_TASK STATEMENT:_ Among the lines below, restate word for word only those from the line with "- #89 reworked" through the line with "Two other things", with both end lines kept.

──────── EXERCISE DATA ────────

PR #66, opened 2026-07-31
feat(theme): add light theme and sync terminal themes to app theme

jonnyyu:
## Summary

Adds a light theme option for the app UI and syncs the integrated terminal's color scheme to it, so the app is no longer dark-only.

## Changes

- Add System/Light/Dark app theme selector in Settings, applying the theme at startup and reacting to OS theme changes
- Replace hardcoded neutral/rgba colors across core styles (base, chat, modals, projects, settings) with theme-aware CSS variables
- Split the integrated terminal's xterm theme into light/dark slots kept in sync with the app theme
- Add Light+, Solarized Light, and GitHub Light terminal color presets
- Repaint the xterm viewport background and refine row fit to match the active theme

## Testing

- [ ] Tested on Windows 10
- [x] Tested on Windows 11
- [ ] No console errors

## Related Issues

Closes #


Sterll (commented):
Thanks for this, it is a lot of careful work and the structure is right. On my side too: `build:renderer` is clean and the full suite passes (1457 tests, 42 suites).

A few things I checked first, so you know what I did and did not find:

- `--text-tertiary` and `--border-primary` already exist in the dark `:root` (base.css:34-35), so swapping the hardcoded `#666` in projects.css does not regress dark mode.
- The app shell themes correctly. My first screenshot made the sidebar look like it stayed dark, but that was the modal scrim, not the sidebar. Computed styles give `rgb(247, 247, 248)`, layout.css is already variable driven.
- The `terminalTheme` to `terminalThemeDark` migration in `_migrateSettings` covers existing users properly.

## Where it stands

The PR converts 5 of the 27 stylesheets. I measured what is left in the other 22:

- 90 text rules land under 3:1 contrast on white, counting only rules that do not paint their own background (so `color: #fff` on an accent button is excluded from the count)
- 64 hardcoded dark backgrounds that stay dark in light mode

Breakdown of the 90: parallel 16, git 15, workflow 13, markdown-blocks 12, terminal 12, database 6, layout 6, session-replay 6, fivem 2, kanban 2.

A few concrete ones:

```
git.css       .git-stat.added      color:#4ade80   1.74:1
database.css  .db-query-tpl-write  color:#6dd49e   1.82:1
fivem.css     .fivem-error-text    color:#fca5a5   1.90:1
```

So Git, Workflows, Database, Parallel and the chat markdown blocks come out degraded in light mode.

Separately, `--text-muted: #999` is 2.85:1 on white, under the 4.5:1 AA threshold. It sits in the palette so it propagates everywhere. `--text-secondary: #666` is fine at 5.74:1.

## Plan

I would rather land this than let it sit, so: merge with the light option marked experimental in Settings, and finish the panel conversion after.

Two asks:

1. Mark Light as experimental in the theme selector, with a short description saying panel styles are still being converted. Early adopters can then opt in knowing what they get.
2. Split commit 6 (`fix(terminal): paint xterm viewport and refine row fit`) into its own PR. It swaps `fitAddon.fit()` for `fitWithTrim()` in 5 places and adds `scheduleRobustFit` to all 5 terminal creation paths, so it changes terminal sizing for everyone including dark mode users. It may well be a good fix, but I want to review and test it on its own rather than have it ride along with a theme change.

Minor: the comment above `fitWithTrim` (TerminalManager.js:118) has two stacked paragraphs, and the first one describes `scheduleRobustFit` and is repeated 10 lines further down. Looks like a copy paste leftover.

Happy to do point 1 myself if you would rather not round trip, just say the word.

Last thing, nothing for you to do: four commits carry `Co-Authored-By: Claude ...` trailers. I keep those out of this repo's history, so I will squash merge with a rewritten message.

Sterll:
Thanks for this, and sorry for the wait. The light theme is something the app has needed for a while and the approach is the right one, replacing hardcoded neutrals with variables rather than layering a filter over everything.

It needs a rebase before it can land. Main moved a lot today and the branch no longer applies. Five of your six commits rebase cleanly; the last one, the xterm viewport paint and row fit, collides in seven places with two changes that went in since:

- #89 reworked how a tab addresses its PTY, since the two stop sharing an id once a tab switches between chat and terminal. That touched the same parts of `TerminalManager`.
- #96 changed sidebar row heights and the fit maths that follows from them.

I did not want to resolve those myself. They sit in rendering code you wrote, and I have no way to check the result looks right in both themes across the app, which is the whole point of the feature.

Two other things while you are in there:

The locale set grew to five. The repo now carries `id.json` and `zh-CN.json` alongside `en`, `fr` and `es`, and `node scripts/check-i18n.js` covers all of them.

#88 landed a change you will want to know about: replayed chat history is now dimmed by remapping the text ramp variables instead of setting an opacity, and it does that with four literal grays tuned against the dark background. Those will need a light counterpart, otherwise replayed turns will read wrong in light mode. It is in `styles/chat.css` under the `.chat-msg.history` rule.

Ping me when it is rebased and I will get it reviewed.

────────

_EXERCISE ANSWER:_
- #89 reworked how a tab addresses its PTY, since the two stop sharing an id once a tab switches between chat and terminal. That touched the same parts of `TerminalManager`.
- #96 changed sidebar row heights and the fit maths that follows from them.

I did not want to resolve those myself. They sit in rendering code you wrote, and I have no way to check the result looks right in both themes across the app, which is the whole point of the feature.

Two other things while you are in there:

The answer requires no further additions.